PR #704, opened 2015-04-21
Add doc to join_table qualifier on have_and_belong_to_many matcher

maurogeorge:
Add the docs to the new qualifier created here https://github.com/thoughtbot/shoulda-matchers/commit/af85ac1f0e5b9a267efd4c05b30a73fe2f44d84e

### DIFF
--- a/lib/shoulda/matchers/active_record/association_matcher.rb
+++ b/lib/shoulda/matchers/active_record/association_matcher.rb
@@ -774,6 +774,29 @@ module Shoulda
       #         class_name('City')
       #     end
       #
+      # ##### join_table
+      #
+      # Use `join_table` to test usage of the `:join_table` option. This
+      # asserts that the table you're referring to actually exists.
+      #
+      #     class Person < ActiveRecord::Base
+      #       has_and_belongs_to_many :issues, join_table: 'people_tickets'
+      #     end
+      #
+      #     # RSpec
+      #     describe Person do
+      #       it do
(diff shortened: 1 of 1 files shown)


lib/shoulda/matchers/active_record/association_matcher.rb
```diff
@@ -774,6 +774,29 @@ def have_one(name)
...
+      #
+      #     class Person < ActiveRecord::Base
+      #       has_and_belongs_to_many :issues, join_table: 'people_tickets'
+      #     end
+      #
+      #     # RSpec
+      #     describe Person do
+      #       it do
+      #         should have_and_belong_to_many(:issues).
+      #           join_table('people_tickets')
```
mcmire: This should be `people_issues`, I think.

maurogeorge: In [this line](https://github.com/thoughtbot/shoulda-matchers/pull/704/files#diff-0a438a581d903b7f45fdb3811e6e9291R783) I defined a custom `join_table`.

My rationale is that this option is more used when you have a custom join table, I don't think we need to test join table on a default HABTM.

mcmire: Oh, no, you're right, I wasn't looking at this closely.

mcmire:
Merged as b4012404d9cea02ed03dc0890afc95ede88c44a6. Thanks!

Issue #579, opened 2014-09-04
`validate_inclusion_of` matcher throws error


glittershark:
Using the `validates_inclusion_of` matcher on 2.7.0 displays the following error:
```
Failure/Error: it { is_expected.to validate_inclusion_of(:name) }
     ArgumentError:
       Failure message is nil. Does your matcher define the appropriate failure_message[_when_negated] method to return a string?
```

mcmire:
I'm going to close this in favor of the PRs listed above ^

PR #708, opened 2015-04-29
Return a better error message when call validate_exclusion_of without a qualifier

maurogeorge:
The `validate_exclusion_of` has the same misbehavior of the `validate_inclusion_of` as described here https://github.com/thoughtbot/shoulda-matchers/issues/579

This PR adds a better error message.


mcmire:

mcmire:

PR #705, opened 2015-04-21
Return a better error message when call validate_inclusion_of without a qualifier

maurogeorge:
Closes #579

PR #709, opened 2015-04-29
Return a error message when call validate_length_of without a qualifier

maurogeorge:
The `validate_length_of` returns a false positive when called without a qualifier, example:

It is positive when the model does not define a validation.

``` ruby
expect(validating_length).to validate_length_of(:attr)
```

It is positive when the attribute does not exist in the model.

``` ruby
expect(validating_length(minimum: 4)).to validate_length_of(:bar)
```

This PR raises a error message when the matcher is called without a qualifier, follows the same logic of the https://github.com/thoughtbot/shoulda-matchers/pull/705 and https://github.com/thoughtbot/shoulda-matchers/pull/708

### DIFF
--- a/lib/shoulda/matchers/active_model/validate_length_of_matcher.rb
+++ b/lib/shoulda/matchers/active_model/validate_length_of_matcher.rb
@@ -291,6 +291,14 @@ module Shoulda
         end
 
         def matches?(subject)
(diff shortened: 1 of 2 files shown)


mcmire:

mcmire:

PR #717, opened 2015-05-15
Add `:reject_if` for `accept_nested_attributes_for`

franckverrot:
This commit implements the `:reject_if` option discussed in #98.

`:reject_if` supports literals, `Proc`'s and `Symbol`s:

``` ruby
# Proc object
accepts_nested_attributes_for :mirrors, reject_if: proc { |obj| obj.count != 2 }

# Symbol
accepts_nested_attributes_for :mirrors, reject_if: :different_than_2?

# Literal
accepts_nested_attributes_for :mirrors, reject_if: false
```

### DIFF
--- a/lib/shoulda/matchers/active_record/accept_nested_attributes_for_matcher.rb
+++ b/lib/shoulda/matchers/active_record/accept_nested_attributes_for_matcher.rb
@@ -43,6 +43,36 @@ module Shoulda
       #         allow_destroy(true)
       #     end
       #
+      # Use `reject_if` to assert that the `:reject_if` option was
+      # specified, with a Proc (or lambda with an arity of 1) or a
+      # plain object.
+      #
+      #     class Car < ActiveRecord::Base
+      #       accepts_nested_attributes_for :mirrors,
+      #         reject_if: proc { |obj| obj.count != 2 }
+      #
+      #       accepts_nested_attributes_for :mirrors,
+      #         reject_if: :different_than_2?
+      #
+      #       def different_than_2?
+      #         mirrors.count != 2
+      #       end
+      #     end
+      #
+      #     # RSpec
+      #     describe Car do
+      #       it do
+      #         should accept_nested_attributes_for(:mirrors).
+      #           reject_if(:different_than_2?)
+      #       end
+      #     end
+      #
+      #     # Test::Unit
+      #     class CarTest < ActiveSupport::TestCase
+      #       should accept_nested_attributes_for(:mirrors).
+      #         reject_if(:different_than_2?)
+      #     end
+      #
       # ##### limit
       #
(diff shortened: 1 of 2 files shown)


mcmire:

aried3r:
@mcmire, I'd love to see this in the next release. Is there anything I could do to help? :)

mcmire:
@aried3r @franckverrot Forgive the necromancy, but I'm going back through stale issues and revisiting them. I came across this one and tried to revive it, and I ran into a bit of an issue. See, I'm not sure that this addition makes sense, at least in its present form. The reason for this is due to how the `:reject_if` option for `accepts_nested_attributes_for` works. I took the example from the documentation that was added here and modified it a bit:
◆ ◆ ◆
◆ **Exercise details**
If a line in the records above has the word "option", copy it.

◆ **Solution for this task**
+      # Use `join_table` to test usage of the `:join_table` option. This
My rationale is that this option is more used when you have a custom join table, I don't think we need to test join table on a default HABTM.
This commit implements the `:reject_if` option discussed in #98.
+      # Use `reject_if` to assert that the `:reject_if` option was
@aried3r @franckverrot Forgive the necromancy, but I'm going back through stale issues and revisiting them. I came across this one and tried to revive it, and I ran into a bit of an issue. See, I'm not sure that this addition makes sense, at least in its present form. The reason for this is due to how the `:reject_if` option for `accepts_nested_attributes_for` works. I took the example from the documentation that was added here and modified it a bit:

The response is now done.